Stigmatization is a pervasive issue for people living with a substance-use disorder, said Anthony Esposti, chief executive officer at the Community Addictions Peer Support Association, during a session at Benefits Canada’s Chronic Disease at Work conference in February.
Stigma is best understood as a deeply held set of false beliefs about a group of people with at least one attribute in common — and allows the judgement, oppression and discrimination of those people to take place either by overt actions or people’s silence, he noted. “The good news is that these are false beliefs. And false beliefs can be eradicated through education.”
Eleven criteria are used to diagnose a substance-use disorder, said Esposti, highlighting the three key ones as: the individual compulsively seeks and uses substances; they’re unable to make healthy choices with respect to substance use; and the behaviour continues despite negative consequences. “So all of the stories of tough love, all of the stories of employers placing people on performance-improvement plans and the attempt to get through to someone with a substance-use disorder have no impact, because that behaviour will continue despite negative consequences.”
Stigma perpetuates oppression, he said, noting this is experienced at three different levels: internalized self-stigma (how someone feels about themselves in relation to their substance use); social stigma (how someone interacts with their social groups and the attitudes of others towards them); and structural stigma (policies and procedures built into systems that continue to discriminate against people with a substance-use disorder).

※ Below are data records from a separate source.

PR #32, opened 2026-04-23
Publish approved WordPress comments to Bluesky as replies

pfefferle:
### Scope

- **Bluesky only.** Comments publish as `app.bsky.feed.post` reply records. No `site.standard.document` or `site.standard.comment` is written — standard.site has no comment NSID, so there is no lexicon target. (Posts remain dual-written as bsky + document.)
- **Registered WP users only.** Anonymous commenters (name/email only) never publish; the eligibility gate requires `$comment->user_id > 0`.
- **Only on posts already published to AT Protocol.** The parent post must have both `Post::META_URI` and `Post::META_CID` (needed to build a valid reply.root strongRef); comments on not-yet-synced posts are skipped.

### Feature

- New `Transformer\Comment` turns an approved `\WP_Comment` into an `app.bsky.feed.post` reply record. Root is always the parent post's bsky record; parent resolves to a locally-published sibling comment, a federated (Reaction_Sync) parent, or falls back to the root when either URI or CID is missing (strongRef requires both).
- New `Publisher::publish_comment` / `update_comment` / `delete_comment` methods plus a TID-only `delete_comment_by_tid` for hard-delete after the row is gone. `update_comment` and `delete_comment` key off `META_URI` (set only after a successful API call), not `META_TID` (persisted locally by `get_rkey()`), so a previously-failed publish correctly retries as a create.
- Comment lifecycle hooks on `Atmosphere`: `transition_comment_status`, `comment_post`, `edit_comment`, and `delete_comment` schedule async publish / update / delete jobs via WP-Cron.
- Async cron handlers **re-check eligibility at fire time** so approve → unapprove and unapprove → re-approve races between enqueue and execution don't publish or delete unintended state.
- `Atmosphere::should_publish_comment()` exposes the gate and honors `atmosphere_should_publish_comment`. Filter-forward: `atmosphere_transform_comment` mutates the record before publish.

### Dedup contract (loop prevention)

- On successful publish, the reply's AT-URI is mirrored into `Reaction_Sync::META_SOURCE_ID`. When `Reaction_Sync::process_reply` next sees the same URI come back via `listRecords`, `find_comment_by_source_id` matches the local row and skips it — no duplicate row, no publish loop.
- Defence in depth in `is_comment_eligible`: comments stamped with the plugin's own `ATmosphere/` agent string (as `Reaction_Sync::insert_reaction` does) are rejected even if `META_PROTOCOL` has not yet been written.

### Refactor (bundled)

- `Publisher::publish` / `update` / `delete` renamed to `publish_post` / `update_post` / `delete_post` (and `delete_by_tids` → `delete_post_by_tids`). The generic entry points `publish` / `update` / `delete` now accept `\WP_Post|\WP_Comment` and dispatch by type, so polymorphic callers stay simple while async hooks that know their type call the explicit variant.
- Test files consolidated so each test class maps to a real class: `Test_Publisher` absorbs the comment tests, `Test_Reaction_Sync` absorbs the dedup regression, and `Test_Atmosphere` replaces the old `Test_Status_Change` and absorbs the comment eligibility tests.

### Other information:

## Testing instructions:

* Connect the plugin to a Bluesky account and publish any post (confirm bsky URI + CID are stored in post meta).
* Log in as a registered user (any role) and leave an approved comment on that post.
* In Bluesky, confirm a reply appears threaded on the original post.
* Edit the comment in WordPress → reply text updates on Bluesky.
* Unapprove (or trash) the comment → the Bluesky record is deleted.
* Approve → unapprove a comment before `wp cron event run atmosphere_publish_comment` fires: nothing publishes (eligibility is re-checked at fire time).
* Run the Reaction_Sync cron (`wp cron event run atmosphere_sync_reactions`) and confirm your outbound comment is **not** re-ingested as a new WP comment.
* For federated parent threading: reply (from WordPress) to a comment that was itself synced inbound from Bluesky, and confirm the AT record uses the federated parent's AT-URI as `reply.parent`.

### Changelog entry

<details>

#### Significance

- [x] Minor

#### Type

- [x] Added - for new features

#### Message

Publish replies from registered WordPress users to Bluesky as native replies, with edit and unapprove/delete synced back to the AT Protocol record.

</details>

### DIFF
--- a/atmosphere.php
+++ b/atmosphere.php
@@ -68,6 +68,10 @@ function deactivate() {
 	\wp_clear_scheduled_hook( 'atmosphere_sync_reactions' );
 	\wp_clear_scheduled_hook( 'atmosphere_sync_publication' );
 	\wp_clear_scheduled_hook( 'atmosphere_delete_records' );
+	\wp_clear_scheduled_hook( 'atmosphere_publish_comment' );
+	\wp_clear_scheduled_hook( 'atmosphere_update_comment' );
+	\wp_clear_scheduled_hook( 'atmosphere_delete_comment' );
+	\wp_clear_scheduled_hook( 'atmosphere_delete_comment_record' );
 	// Clear the legacy hook name in case an earlier PR-6 build scheduled it.
 	\wp_clear_scheduled_hook( 'atmosphere_sync_comments' );
 	\flush_rewrite_rules();
--- a/atmosphere.php
+++ b/atmosphere.php
@@ -64,16 +64,7 @@ function activate() {
  * Deactivation hook.
  */
 function deactivate() {
-	\wp_clear_scheduled_hook( 'atmosphere_refresh_token' );
-	\wp_clear_scheduled_hook( 'atmosphere_sync_reactions' );
-	\wp_clear_scheduled_hook( 'atmosphere_sync_publication' );
-	\wp_clear_scheduled_hook( 'atmosphere_delete_records' );
-	\wp_clear_scheduled_hook( 'atmosphere_publish_comment' );
-	\wp_clear_scheduled_hook( 'atmosphere_update_comment' );
-	\wp_clear_scheduled_hook( 'atmosphere_delete_comment' );
-	\wp_clear_scheduled_hook( 'atmosphere_delete_comment_record' );
-	// Clear the legacy hook name in case an earlier PR-6 build scheduled it.
-	\wp_clear_scheduled_hook( 'atmosphere_sync_comments' );
+	clear_scheduled_hooks();
 	\flush_rewrite_rules();
 }
 \register_deactivation_hook( __FILE__, __NAMESPACE__ . '\deactivate' );
--- a/includes/class-atmosphere.php
+++ b/includes/class-atmosphere.php
@@ -24,6 +24,31 @@ use Atmosphere\WP_Admin\Admin;
 class Atmosphere {
 
 	/**
+	 * Comment meta key tracking how many times publish has been
+	 * deferred waiting for a parent comment to publish first.
+	 *
+	 * @var string
+	 */
+	private const META_PUBLISH_ATTEMPTS = '_atmosphere_publish_attempts';
+
+	/**
+	 * Maximum re-schedule hops for a child comment waiting on a
+	 * not-yet-published parent. After this many deferrals the child
+	 * publishes as a top-level reply on the post (current fallback
+	 * behavior) so a stuck parent does not block it forever.
+	 *
+	 * @var int
+	 */
+	private const PARENT_DEFER_MAX_ATTEMPTS = 3;
+
+	/**
+	 * Seconds between parent-pending re-schedule hops.
+	 *
+	 * @var int
+	 */
+	private const PARENT_DEFER_DELAY_SECONDS = 30;
+
+	/**
 	 * Wire up all hooks.
 	 */
 	public function init(): void {
@@ -617,6 +642,10 @@ class Atmosphere {
 		 * bails when META_URI is absent (which it is pre-publish), so
 		 * without these guards a pre-cron unapprove would still
 		 * publish, and a pre-cron re-approve would still delete.
+		 *
+		 * Publisher WP_Error returns are logged rather than silently
+		 * dropped so a flaky PDS window or an expired refresh token
+		 * leaves a breadcrumb operators can find.
 		 */
 		\add_action(
 			'atmosphere_publish_comment',
@@ -628,7 +657,13 @@ class Atmosphere {
 				if ( ! self::should_publish_comment( $comment ) ) {
 					return;
 				}
-				Publisher::publish_comment( $comment );
+				if ( self::defer_when_parent_pending( $comment ) ) {
+					return;
+				}
+				\delete_comment_meta( $comment_id, self::META_PUBLISH_ATTEMPTS );
+
+				$result = Publisher::publish_comment( $comment );
+				self::log_cron_error( 'publish_comment', $comment_id, $result );
 			}
 		);
 
@@ -642,7 +677,9 @@ class Atmosphere {
 				if ( ! self::should_publish_comment( $comment ) ) {
 					return;
 				}
-				Publisher::update_comment( $comment );
+
+				$result = Publisher::update_comment( $comment );
+				self::log_cron_error( 'update_comment', $comment_id, $result );
 			}
 		);
 
@@ -658,19 +695,125 @@ class Atmosphere {
 				if ( self::should_publish_comment( $comment ) ) {
 					return;
 				}
-				Publisher::delete_comment( $comment );
+
+				$result = Publisher::delete_comment( $comment );
+				self::log_cron_error( 'delete_comment', $comment_id, $result );
 			}
 		);
 
 		\add_action(
 			'atmosphere_delete_comment_record',
 			static function ( string $tid ): void {
-				if ( '' !== $tid ) {
-					Publisher::delete_comment_by_tid( $tid );
+				if ( '' === $tid ) {
+					return;
+				}
+
+				$result = Publisher::delete_comment_by_tid( $tid );
+
+				if ( \is_wp_error( $result ) ) {
+					// Worst-case path: the WP comment row is already gone,
+					// so operators need the TID to clean up the orphan
+					// record manually.
+					\error_log( // phpcs:ignore WordPress.PHP.DevelopmentFunctions.error_log_error_log
+						\sprintf(
+							'[atmosphere] delete_comment_record tid=%s failed: %s — %s',
+							$tid,
+							$result->get_error_code(),
+							$result->get_error_message()
+						)
+					);
 				}
 			},
 			10,
 			1
+		);
+	}
+
+	/**
+	 * Defer a child comment publish when its parent is eligible but
+	 * has not published to the PDS yet.
+	 *
+	 * Comments are scheduled as independent single events with no
+	 * dependency ordering: if a user approves a parent and its reply
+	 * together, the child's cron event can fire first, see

The symptoms of a substance-use disorder manifest in behaviours that are deemed socially unacceptable, like unreliability, cheating and lying, said Esposti, which ultimately keep people from addressing it as a health concern. “While there are societal attitudes towards people with substance-use disorder, it also impacts the person at the individual level, resulting in lower self-esteem, self-deprecating behaviour, deeper deprecation and decreased self-efficacy — all play important roles in the workplace.”
Those living with a substance-use disorder face barriers to a wide range of services. In fact, only 10 per cent of these individuals ever make it through the doors for help, he said, which is associated with poor health outcomes and puts people at higher risk for chronic stress and poor corporate coping responses.
There’s also a misconception when it comes to recurrence, said Esposti. Neuroplasticity takes time to rewire the brain and so does changing the way it operates. When someone with a substance-use disorder has a relapse, people often think they can’t be trusted and that they’re unwilling or don’t care about others, but the brain takes time to heal, he added. “The standard for residential treatment is that, within one year, 60 per cent of people who attend for a substance-use disorder will have a recurrence. And that’s not out of line with other chronic conditions.”
Layers of intersectional stigma compound the problem, too — for people of colour or those from a different culture, religion or level of education. It’s not just a linear relationship, he said. “These are exponential layers that increase or decrease health outcomes for people with substance-use disorder.”
A year after the start of the coronavirus pandemic, 33 per cent of people who consumed cannabis in Canada were consuming more and 25 per cent of those who drank alcohol were drinking more, noted Esposti. Alongside the wave of increased substance use was a lack of information for people to make healthy choices about it, he added.
In 2017, substance use cost the Canadian economy $20 billion in lost productivity and those numbers are expected to increase, he said, noting the cost to private insurers was $25 billion. This is the sheer economic impact of the general population’s missed work and insufficient job functioning. For every dollar spent on addressing issues of substance use, three dollars is returned, he noted.
“So there’s a huge opportunity to address issues early and help people make informed decisions and seek help. The numbers are high. The economic costs are high. But the cost of stigma is also high — and the cost is that people continue to suffer.”
To help those living with a substance-use disorder, Esposti suggested people change the associated language. Using words that respect a person’s worth and dignity and focus on medical terminology rather than pejorative labels promotes their wellness journey and avoids perpetuating negative stereotypes and biases, he said. “So instead of ‘substance abuse’ and ‘junky,’ it’s ‘substance use’ and ‘person who uses substances’ — placing people first, not the label.”
And what can employers do? First and foremost, he recommended they engage in training on stigma and person-first language to begin creating a safer environment for people to talk about their substance use. They can also help provide resources on substance use and discuss how these resources can be integrated within benefits plan discussions.
“Assess your policies and procedures to ensure substance use is addressed as a health concern rather than a performance issue. And, most importantly, be an ally.”